### The problem
Please repeat the records exactly from their first line, finishing at the line containing "There is no mailing list." and including it.

(Source information begins)

PR #889, opened 2021-01-15
Update messages

rpavlik:
I have no idea if I did this right: I just ran the "translate solvespace" target and committed the changes. Somehow, I've managed to not have to directly interact with gettext before, so hopefully I did it right.

There's some contact emails in there that should probably be updated: do we have a mailing list?

### DIFF
--- a/res/locales/de_DE.po
+++ b/res/locales/de_DE.po
@@ -6,7 +6,7 @@ msgid ""
 msgstr ""
 "Project-Id-Version: SolveSpace 3.0\n"
 "Report-Msgid-Bugs-To: whitequark@whitequark.org\n"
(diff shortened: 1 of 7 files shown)


phkahler:
I was not aware of that method. It looks like it worked - there are new strings in the .pot file.  Next up, running poedit.

rpavlik:
@ruevs thumbs down emoji? Is that "we don't have a mailing list?" or did I mess it up?

ruevs:
@rpavlik sorry - wrong button - it was meant to be a thumbs up :-)

You did it right (as far as I have figured it out) I also ran the translate terget the one time I did this and it seems to be the right thing to do.

Then PoEdit for the translators to fill in translations without needing to have a build environment.

There is no mailing list.

PR #891, opened 2021-01-16
Update EN translation .po file

phkahler:


phkahler:
Not sure why the commit only shows a date update. This fixed several missing string warnings for me.

phkahler:
I was being dumb here. My branch wasn't up to date so the diff just showed irrelevant stuff. Move alone.

ruevs:
Since March 2020 many people, mostly "move alone" ;-) :-)

Issue #890, opened 2021-01-16
Call for Translators


phkahler:
We are very close to releasing SolveSpace version 3.0 (final) but we'd like the language translations updated. I'm sure it's no fun to have Chinese menus with a stray English item thrown in the middle for example.

There are several new "strings" in SolveSpace that currently have no translation to other languages. We need speakers of those languages to update the .po file for each language (using poedit for example). Languages in need of update are:

  * [x] de-DE,0407,Deutsch
  * [x] en-US,0409,English (US)
  * [ ] fr-FR,040C,Français
  * [x] ru-RU,0419,Русский
  * [x] tr-TR,041F,Türkçe
  * [x] uk-UA,0422,Українська
  * [ ] zh-CN,0804,简体中文

Other languages can be added as well, but we'd like translations as near-complete as possible, which can take a lot of time.
The master .pot file is up to date in:  /res  folder
Languages  .po files can be found in the /res/locales folder. Pull requests welcome.

Code should be taken from the master branch, the latest "edge" release, or the RC2 release.

phkahler:
While anyone can do this, I'd like to ping the following people who have done things for us before.

@lomatus  if you're still around, could you update CN?
@rurban  any chance you're available?
@Symbian9 for UA?
@Evil-Spirit for RU?

Symbian9:
I'm In for update `uk_UA`.

rurban:
Yes

rurban:
I am ready with de_DE, but got a question:
What does the new dimSolidModel menu option mean?
"Dim Solid for Sketch Groups"
I dont see it from the code. 
I only see groupmesh.cpp: DrawMesh fillFront.color = DIM_SOLID. So it's a default color.

The src and translation is a bit rough there. 
Does it mean diminuated or related to a Dimension? Or something else?

The git commit says: "Makes shadowing the solid optional for sketch in 2d/3d groups. Handy for making dimensioned drawings by putting dims in their own group. #834"
The menu item is not really understandable to me yet.

ruevs:
The oprion is on the view menu. By default it is on. This is the original behaviour.

If it is switched off then solids from previous groups bill not be "dimmed" (as ln lightness, darkened). Instead they will remain the color that is assigned to them and displayed when their group is active.

ruevs:
The style that is forced on "dimmed" models is s00d-#def-dim-solid
[...]

PR #894, opened 2021-01-17
Translations: update de_DE for 3.0

rurban:
See #890
make -C src translate_solvespace to update all line numbers


phkahler:
Thank you!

(Source information ends)

### Solution for this exercise
PR #889, opened 2021-01-15
Update messages

rpavlik:
I have no idea if I did this right: I just ran the "translate solvespace" target and committed the changes. Somehow, I've managed to not have to directly interact with gettext before, so hopefully I did it right.

There's some contact emails in there that should probably be updated: do we have a mailing list?

### DIFF
--- a/res/locales/de_DE.po
+++ b/res/locales/de_DE.po
@@ -6,7 +6,7 @@ msgid ""
 msgstr ""
 "Project-Id-Version: SolveSpace 3.0\n"
 "Report-Msgid-Bugs-To: whitequark@whitequark.org\n"
(diff shortened: 1 of 7 files shown)


phkahler:
I was not aware of that method. It looks like it worked - there are new strings in the .pot file.  Next up, running poedit.

rpavlik:
@ruevs thumbs down emoji? Is that "we don't have a mailing list?" or did I mess it up?

ruevs:
@rpavlik sorry - wrong button - it was meant to be a thumbs up :-)

You did it right (as far as I have figured it out) I also ran the translate terget the one time I did this and it seems to be the right thing to do.

Then PoEdit for the translators to fill in translations without needing to have a build environment.

There is no mailing list.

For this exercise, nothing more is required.